When selecting a potential subject-matter expert first assess their skill-level, overall knowledge and their credibility within the organization. Then evaluate the candidate by asking yourself this question, "Can this person logically communicate his or her ideas?"

To find out the answer, interview the person. Ask the employee how he or she feels about training. Then ask the person to explain how their job is performed. Assess how the individual communicated the information to you.

If you feel favorable about the preliminary interview, begin assessing how potential trainers measure up in the four most important trainer competencies:

  1. Can they structure information logically and sequentially? Often experts assume that other people know what they know. Although a subject-matter expert does not have to be a professional curriculum developer, he or she must be able to structure information into small chunks so that novices can easily learn it.

  2. Do they know how to teach it? Trainers must be able to navigate the materials in a way that ensures that others ‘get’ it. They must be able to think on their feet without getting flustered. In addition, they must be able to handle conflict and disruptive behavior tactfully, but forcefully.

  3. Do they have necessary delivery presentation skills to handle a training job? Can they ask and answer questions effectively. Do they use good eye contact and have pleasant vocal qualities? Can they give clear instructions? Can they facilitate discussions that stay on track?

  4. Can they evaluate the effectiveness of the training? Are they genuinely concerned about the outcomes of the instruction? Can they track progress during a course and make adjustments as necessary? Are they open to continuous learning and suggestions?

When employees under consideration rank well against these questions, how can they then be transformed into effective, dynamic trainers?
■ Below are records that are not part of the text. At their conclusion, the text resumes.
PR #2051, opened 2024-05-07
Avoid use of __all__

adamjstewart:
In TorchGeo, we use `__all__` to prevent "unused import" errors from ruff (formerly flake8). These are only needed in `__init__.py` files to support import aliasing. However, this has led to the proliferation of `__all__` in a few other places. This PR cleans those up.

### DIFF
--- a/torchgeo/datasets/utils.py
+++ b/torchgeo/datasets/utils.py
@@ -27,26 +27,8 @@ from torch.utils.data import Dataset
 from torchvision.datasets.utils import check_integrity, download_url
 from torchvision.utils import draw_segmentation_masks
 
-__all__ = (
-    'check_integrity',
-    'DatasetNotFoundError',
-    'RGBBandsMissingError',
-    'download_url',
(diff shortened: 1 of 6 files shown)


torchgeo/datasets/utils.py
```diff
@@ -27,26 +27,8 @@
...
-    'merge_samples',
-    'unbind_samples',
-    'rasterio_loader',
-    'sort_sentinel2_bands',
-    'draw_semantic_segmentation_masks',
-    'rgb_to_mask',
-    'percentile_normalization',
-)
+# Only include import redirects
+__all__ = ('check_integrity', 'download_url')
```
adamjstewart, line 31: `torchgeo.datasets.check_integrity` is the same as `torchvision.datasets.check_integrity`, but we alias it here for consistency. We don't really need to do this. But for now, `__all__` is needed to avoid unused import errors.

isaaccorley (approved):

PR #2924, opened 2025-08-07
HySpecNet11k: fix bug in filepaths

wangyi111:


adamjstewart (approved):
Good catch! Unfortunately difficult to test as the path lengths are too long for Windows.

Most new trainers need to initially work closely with an expert trainer for a period of time. In most cases, the trainer-to-be should sit through a course and observe good training methods and techniques modeling. Then the trainer-in-training should take on several course modules to team-teach with the experienced trainer. Following feedback and coaching, the new trainer can eventually take over an entire course.

Training in-house experts may provide cost-saving benefits

Using internal subject-matter experts may prove beneficial for several reasons.

First, it provides a company with a cadre of trainers who can flexibly meet specific organizational training needs

Second, cross training employees in this manner provides career development value. Subject-matter expert trainers develop leadership, communication, and organizational skills.

Third, using in-house experts is cost effective. The subject-matter expert trainers often help create and document company standards. The standardization ensures that everyone performs tasks the same way and variation is reduced. Because in-house experts understand the organization and the jobs well, they know exactly where to focus the greatest course emphasis.

Down the line subject-matter expert trainers can eventually be trained to develop new courses themselves or closely assist professional designers in the creation of instructional manuals filled with real world, application exercises and practice simulations.